Wednesday, April 30, 2008

What an anti-torture amendment should look like

Daydreaming about an anti-torture amendment to the Constitution, I decided I would peruse the internets to see what other people might have proposed along these lines. Surprisingly I couldn't find anything that looked authoritative, like from an anti-torture organization or a legal scholar or lawyer. And most of the ones I did find, disappointingly, were pretty much clueless from the standpoint of Constitutional panache.

Look. If you're going to write an amendment concerning something as morally fundamental as a ban on torture, you can't bog it down in half a dozen "Sections" and lump a laundry list of examples into each one. When James Madison authored the First Amendment, he didn't belabor the point with all sorts of examples of what kinds of laws might abridge speech or even what he meant by "speech", exactly--he just dashed off a single bad-ass sounding sentence, added in some extra commas (as was the style at the time), and had a sandwich.

It all makes sense when you realize that the literary parallel to the Bill of Rights is nothing less than the Ten Commandments. God knew if he wanted to get the point across it would have to be with an awesome-sounding bullet list--"I'm God! I'm the only God! Don't say my name! You can take Sundays off! And no killing!"--and that the mundane details could be safely left to the Talmud nerds. Madison followed suit, to satisfyingly dramatic effect--"Talk! Shoot! Fuck Redcoats, am I right? And no snoopin'!". See? It's wisdom*, distilled into Power-Point-sized chunks for easy consumption.

So, anyway, if we're not talking about some nerdy amendment like allowing an income tax, we'd better be making sure that it lives up to its rhetorical pedigree. That's why my version would look something like this:
Amendment XXVIII.
Congress shall make no law permitting the use of torture against any person.
There you go. All of the ticking time-bomb shit, all of the ambiguities about what counts as torture--those can all be sussed out by Supreme Court nerds. Indeed, sensibilities are bound to shift over time, and there's certainly nothing wrong with letting those emerge via Court decisions over the years. But this way, you're sending a clear message about where the United States stands on the issue of torture and human rights.

*Er, wisdom minus the whole slavery-is-bad bit. Both lists seem to be okay with it.

4 comments:

Alex said...

Okay, actually, that sounds surprisingly weak and specific. Why the focus on Congress's legislation? It seems to put the burden in the wrong place; congress can't pass laws making torture legal, but people can just go ahead and torture anyway, as long as it hasn't been made illegal.
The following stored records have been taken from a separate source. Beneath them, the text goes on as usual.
PR #365, opened 2020-08-30
Update dependencies

drashbot:

### DIFF
--- a/.github/workflows/bumper.yml
+++ b/.github/workflows/bumper.yml
@@ -30,6 +30,9 @@ jobs:
           cd console/create_app
           deno run --allow-net --allow-read --allow-write https://deno.land/x/dmm/mod.ts update
 
+      - name: Update Deno Version Occurances
+        run: deno run  --allow-net --allow-net --allow-write console/update_deno_version_strings.ts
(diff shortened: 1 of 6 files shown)


ebebbington:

It leaves us in the same gray area we're already in. What I think you really want to say (somehow) is that any individual bound by American law is punishably breaking the law by torturing anyone, ever. But what form should this take, since the constitution isn't going to start suggesting how to enforce this. Is it a 'right to not be tortured'? That sounds silly. How do these things normally happen?

David Morris said...

You're right! Preventing laws that explicitly permit something is obviously not the same as enacting a law that prohibits that something.

Looking at other Constitutional amendments, there aren't many that actually directly prohibit something--most of them either tinker with the government machinery or prohibit the government from doing certain things to its own people--i.e., enumerating the peoples' rights. But framing a torture ban as a "right against torture" is problematic because it implies that the scope of the ban is limited to just US citizens.

The Thirteenth has some interesting wording:

1. Neither slavery nor involuntary servitude, except as a punishment for crime whereof the party shall have been duly convicted, shall exist within the United States, or any place subject to their jurisdiction.

2. Congress shall have power to enforce this article by appropriate legislation.

And of course there was Prohibition:

...the manufacture, sale, or transportation of intoxicating liquors within...the United States and all territory subject to the jurisdiction thereof...is hereby prohibited.

So we have "shall not exist" within the US and "prohibited" in the US. For the torture ban, though, we need it to apply to any agent of the government, no matter where they are or who they are torturing. So how about something like this:

"The use of torture is prohibited for all persons under the jurisdiction of the United States."

And then maybe--reluctantly--add in a section that specifies that the legislative branch can enforce the law through legislation.

Does that cover it?

Alex said...

Yep, I think that covers it. That's pretty similar to what I said, I think, though put more elegantly.

Unknown said...

Or, our government could just stop breaking the law by abiding by the Geneva conventions that have been ratified by the US, and other federal US laws that outlaw torture in the US and by US citizens overseas.